Military building in Pearl Harbor, Hawaii

CINCPAC Fleet Headquarters, also known as Commander in Chief Pacific Fleet Headquarters or COMPACFLT Headquarters, is a historic military building on Makalapa Drive in Joint Base Pearl Harbor–Hickam, on the island of Oahu in the US state of Hawaii. Built during World War II in 1942, it served as the headquarters of Admiral Chester W. Nimitz from 1942 through 1945, while he was Commander-in-Chief, Pacific Fleet and Commander-in-Chief, Pacific Ocean Areas, during World War II. Commanding land, sea, and air forces, Admiral Nimitz had major responsibility for campaigns such as the Battle of Midway, the liberation of Guam, and the seizure of Saipan and Tinian in the Marianas. It was designated a National Historic Landmark for this role in 1987.

==Description and history==
The CINCPAC Fleet Headquarters building is located in the portion of Joint Base Pearl Harbor–Hickam that is between Interstate H1 to the east and the Kamehameha Highway. It is set on the north side of Makalapa Drive, overlooking the lower reaches of Halawa Stream. It is a reinforced concrete structure, three stories in height and measuring about 60 × 200 ft. Its lower floor functions as a basement, and was bombproof by design when built. The upper floors are ringed by lanais, eliminating the need for indoor corridors.
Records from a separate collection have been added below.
PR #311, opened 2023-01-31
Dropping Python 3.6 from python-versions

BrayanMnz:
Since we have dropped Python 3.6 support on the PyBaseball project - I'm dropping the 3.6 version of Python from the python-version on the test jobs strategy.

### DIFF
--- a/.github/workflows/pytest.yml
+++ b/.github/workflows/pytest.yml
@@ -12,9 +12,10 @@ jobs:
     strategy:
       matrix:
         python-version:
-        - 3.7
         - 3.8
         - 3.9
+        - 3.10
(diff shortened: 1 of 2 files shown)


.github/workflows/pytest.yml
```diff
@@ -12,7 +12,6 @@ jobs:
     strategy:
       matrix:
         python-version:
-        - 3.6
```
schorrm, line 15: remove 3.7 and add:

        - "3.8"
        - "3.9"
        - "3.10"
        - "3.11"

schorrm (changes requested):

The building was constructed in 1942, as part of a massive wartime construction program at Pearl Harbor. The Makalapa area, where it stands, was developed to house many thousands of naval personnel en route to assignments in the Pacific War. The Navy's plans included three non-residential buildings: this headquarters building, and two nearby that housed intelligence and communications facilities. Admiral Chester Nimitz occupied an office in this building until 1945, when he relocated his headquarters to Guam to more closely manage the later stages of the war.

The building now serves again as the headquarters of the US Navy Pacific Fleet.